This week, we focus on ripening, harvesting, and getting some ‘greens big enough to provide us with something fresh and nutritious through the winter and into early spring. Keep an eye on our socials this week as we support you to make the seasonal switch to help you grow something through autumn and winter. Meantime here’s our weekly update for the growing week ahead.
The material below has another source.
PR #7048, opened 2024-03-27
[Windows] Support CPU shared memory (Client/Frontend)

fpetrini15:
**Goal:** Support CPU shared memory between the server and client for Windows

If you’ve missed something, scroll through weekly updates or Grow6 crop pages to catch up.
Peas
Will be enjoying the rain and continuing to crop, though plants will be turning yellow. Once all the pods have finished, plants can be cut back to ground level and the tops cut up for compost. If you have seeds left, you can re-sow pea seeds on your windowsill to harvest pea shoots for salads and stir-fries.
Tomatoes
As our temperatures and daylight hours begin to feel autumnal, the focus turns to ripening fruit, so ‘stop’ the growth on cordon tomatoes (see Jossie from Lauriston Farm on our socials) and remove lower leaves to enable any sunlight to access the fruit. With bush and tumbling tomatoes, this is a bit trickier. However, any light pruning to enable more sun to reach the fruit at this stage is good. Familiarise yourself with signs of tomato blight and be vigilant; any unexplained brown growth or discoloured fruit should be removed instantly and not home composted.
Berries
Cut off strawberry runners from the mother plant– and either pot up or grow on these, young, small plants in open soil. Check autumn raspberry canes are upright and properly supported to ensure the fruit has access to as much late summer sun for ripening as possible.
Greens
It’s been a great year for growing greens and it’s time to keep growing them to provide for us through winter. It’s too late to sow outdoor greens to get through winter but young plugs can be settled into warm soils and grown on before the growing season ends. Do keep an eye when transplanting tasty young growth into warm, damp soils- slugs and snails love something fresh to eat.
Herbs
Late sowings of coriander can be made in pots indoors, parsley is slow to germinate and is better bought as a plug plant and then planted outdoors into open soil or pots.
Tatties
Continue the regular ‘blight’ watch as maincrop tatties swell in warm, wet soils. Once they have flowered and leaves begin to turn yellow from the bottom, you can dig them up . If you want to ‘store them’ in a cool, dark place, lifting is best done on a warm dry day to ensure the skins are dry.